WORK INSTRUCTION – Only a number is wanted here, namely how many lines of the data contain the string "when".
==== RECORDS FOR THE EXERCISE ====
PR #1248, opened 2026-06-23
[BSE-5175] Iceberg Join FIlter IO Pushdown

scott-routledge2:

Add support for Iceberg Runtime Join filters in BodoSQL C++ backend and allow generating min/max filter values for the I/O nodes, reusing the existing DF infrastructure. 

Also extends `LogicalGetIcebergRead` to pass selected columns, limit along with join filter information, to create a logical iceberg read node that is ready to be converted to a physical plan.

## Testing strategy

Ran tests found in `BodoSQL/bodosql/tests/test_types/test_filesystem_catalog_runtime_join.py` using DF LIB mode and checked that filters were created manually. 

Ran Pydough Iceberg Filesystem end to end tests for additional smoke testing. 

I also ran some manual tests on GPU, but there were some other (seemingly unrelated) issues with iceberg read preventing me from running tests in BodoSQL/bodosql/tests/test_types/test_filesystem_catalog_runtime_join.py

## Checklist


bodo/pandas/iceberg_utils.py
```diff
@@ -0,0 +1,124 @@
+"""
```
scott-routledge2, line 1: This file is mostly just refactoring our Iceberg read into utilities to reuse for converting SQL plans.

BodoSQL/bodosql/plan_conversion.py
```diff
@@ -2187,28 +2193,56 @@ def java_rtjf_to_python_rtjf(ctx, java_plan):
...
         filter_cols = [-1] * len(eq_cols)
         is_first = [False] * len(is_first_cols)
+        build_cols = [-1] * len(eq_cols)
 
         for loc_ind, key in enumerate(orig_key_locs):
             filter_cols[key] = eq_cols[loc_ind]
             is_first[key] = is_first_cols[loc_ind]
+            build_cols[key] = orig_build_keys[loc_ind]
+
+        # orig_build_key_cols for JoinFilterInfo requires a list of indexes
```
scott-routledge2: We don't have good tests for this yet, but my understand is that, for any given join_id/fid, each of the elements in `eq_cols` corresponds to an item in `JoinInfo.leftKeys`, which corresponds to an equality condition with the item from `JoinInfo.rightKeys` at the same position.

The order of the rightKeys/leftKeys lists might change during column pruning, so we track the original filter column location in the Join object so we can reorder join filter columns back to the order they appear in the final join. So after applying the reordering from `orig_key_locs`, each key in `filter_cols` will correspond to a filter derived from values from the key/column in `JoinInfo.rightKeys` at that same position (filter_col can be -1 if the filter column has not emerged yet). 

At the same time, we create a vector of optional min/max values (it's optional since some column types do not support min/max filters.) in the C++ JoinState. 

We then collect these min/max values at `join_state->min_max_values`, where each element into this vector (length is <num_build_keys>) corresponds to the min/max value for that build key. Here, the index implies the order that key appears in the join condition. 

Finally, we use the values at orig_build_key_cols to lookup the min/max values for the corresponding filter column.

https://github.com/bodo-ai/Bodo/blob/f8cbfd4705e346a860fc4121c6735d9e8960d2c0/bodo/pandas/optimizer/runtime_join_filter.cpp#L282
https://github.com/bodo-ai/Bodo/blob/f8cbfd4705e346a860fc4121c6735d9e8960d2c0/bodo/pandas/_util.cpp#L1182
https://github.com/bodo-ai/Bodo/blob/0edd4715fdbb302f505962e3dcdf484f7e971c4a/bodo/libs/streaming/_join.cpp#L1360

BodoSQL/bodosql/plan_conversion.py
```diff
@@ -2377,28 +2383,54 @@ def java_rtjf_to_python_rtjf(ctx, java_plan):
...
+        equality_filter_columns=new_equality_filter_columns,
+        orig_build_key_cols=new_orig_build_keys,
+        equality_is_first_locations=new_equality_is_first_locations,
+    )
 
+
+def generate_runtime_join_filter(
+    join_info: JoinFilterInfo, input_plan: LazyPlan
+) -> LogicalJoinFilter:
+    """Contruct an instance of a runtime join filter plan node from the given join filter info and input plan."""
```
```suggestion
    """Construct an instance of a runtime join filter plan node from the given join filter info and input plan."""
```

bodo/pandas/_physical_conv.cpp
```diff
@@ -832,13 +832,14 @@ void PhysicalPlanBuilder::Visit(bodo::LogicalJoinFilter& op) {
         physical_op = std::make_shared<PhysicalJoinFilter>(
             op, in_table_schema, this->join_filter_states);
     }
+    bool found_join_on_same_device = false;
 #else   // USE_CUDF
     std::shared_ptr<PhysicalJoinFilter> physical_op =
         std::make_shared<PhysicalJoinFilter>(op, in_table_schema,
                                              this->join_filter_states);
+    bool found_join_on_same_device = true;
```
IsaacWarren, line 840: Is there ever case where this could be false? I can't think of one since we support all the joins that can be generated but I'm not sure

bodo/pandas/_plan.cpp
```diff
@@ -1596,20 +1595,43 @@ duckdb::unique_ptr<duckdb::LogicalGet> make_dataframe_get_parallel_node(
...
+    std::optional<JoinFilterProgramState> rtjf_state_map_opt) {
     duckdb::shared_ptr<duckdb::Binder> binder = get_duckdb_binder();
 
     // Convert Arrow schema to DuckDB
     std::shared_ptr<arrow::Schema> arrow_schema = unwrap_schema(pyarrow_schema);
     auto [return_names, return_types] = arrow_schema_to_duckdb(arrow_schema);
 
+    // Apply selected columns if provided by Calcite planner
+    // i.e. we are not running the duckdb optimizer.
+    if (selected_columns_opt.has_value()) {
```
IsaacWarren, line 1610: Do we need to do this for parquet too?

bodo/tests/utils.py
```diff
@@ -235,7 +237,7 @@ def check_func(
     # If dataframe_library_enabled then run compiler tests as df library tests
     # (replaces import pandas as pd with import bodo.pandas as pd)
     # NOTE: This variable takes precedence over other variables
-    only_df_lib = bodo.test_dataframe_library_enabled
+    only_df_lib = bodo.test_dataframe_library_enabled or only_python
```
IsaacWarren: Why can't we just rely on  bodo.test_dataframe_library_enabled?

BodoSQL/bodosql/plan_conversion.py
```diff
@@ -3045,16 +3083,22 @@ def generate_iceberg_read(read_info):
...
         row_filter=row_filter,
+        join_filter_info=read_info.join_filter_info,
         selected_fields=read_fields,
         limit=read_info.limit,
     )
-    return df._plan
+
+    # Insert Runtime Join Filters on top of the read if needed
+    if read_info.join_filter_info is not None:
+        plan = generate_runtime_join_filter(read_info.join_filter_info, plan)
```
IsaacWarren, line 3114: Join filters can be anywhere in the plan, not just directly on top of IO nodes, does this support that case?

IsaacWarren (approved):
Thanks Scott, have we manually confirmed files being pruned during the read?

bodo/pandas/_physical_conv.cpp
scott-routledge2: This is part of the "#else" when building without CUDA, all joins/filters should be on the CPU.

bodo/tests/utils.py
scott-routledge2: I think we can if we set/unset the flag on a per-test basis. I was thinking if we set the flag globally then it would override all tests that use check_func and only run them in DF lib mode.

BodoSQL/bodosql/plan_conversion.py
scott-routledge2: This branch will only insert join filters when the filter can be pushed below an Iceberg conversion node, for example:
```
 IcebergToBodoPhysicalConverter
                    IcebergRuntimeJoinFilter(joinIDs=[[0, 1, 2]], equalityColumnsList=[[[1], [2], [3]]], allEqualityKeysReady=[[true, true, true]], nonEqualityColumnsList=[[[], [], []]])
                      IcebergFilter(condition=[AND(IS NOT NULL($1), IS NOT NULL($2), IS NOT NULL($3))])
```

If the join filter occurs higher up in the plan, that gets handled by `java_plan_to_python_plan`

scott-routledge2:
> have we manually confirmed files being pruned during the read?

I did some manual checking to make sure the filters are being generated before file pruning occurs. I also added a test that checks for this log message (see `BodoSQL/bodosql/tests/test_types/test_filesystem_catalog_runtime_join.py::test_simple_join\[min_max\]`

bodo/tests/utils.py
IsaacWarren: Maybe we can use the cpp_backend marker?

scott-routledge2: I like that idea.

bodo/pandas/_plan.cpp
scott-routledge2: Just tested this, looks like we will need to add this for Parquet as well in addition to filter pushdown. I'll open a followup

BodoSQL/bodosql/plan_conversion.py
ehsantn: Add this as TODO and comment in the code itself? Is there anywhere else in the code that needs documented to clarify this further?

ehsantn (approved):
Thanks @scott-routledge2 .

BodoSQL/bodosql/plan_conversion.py
scott-routledge2: Add todo for more tests for Join keys where the order changes after column pruning? We could also probably add more comments to the C++ code that deals with build key min-max lookup. I was also thinking we could refactor the variable: `orig_build_key_cols` to something like `build_key_ids`, to differentiate the index into the min-max value array from the column index into the build table?

ehsantn: I'm not familiar with this part of the code enough, but seems like some code documentation is missing to make the code more understandable.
====
RESULT – 2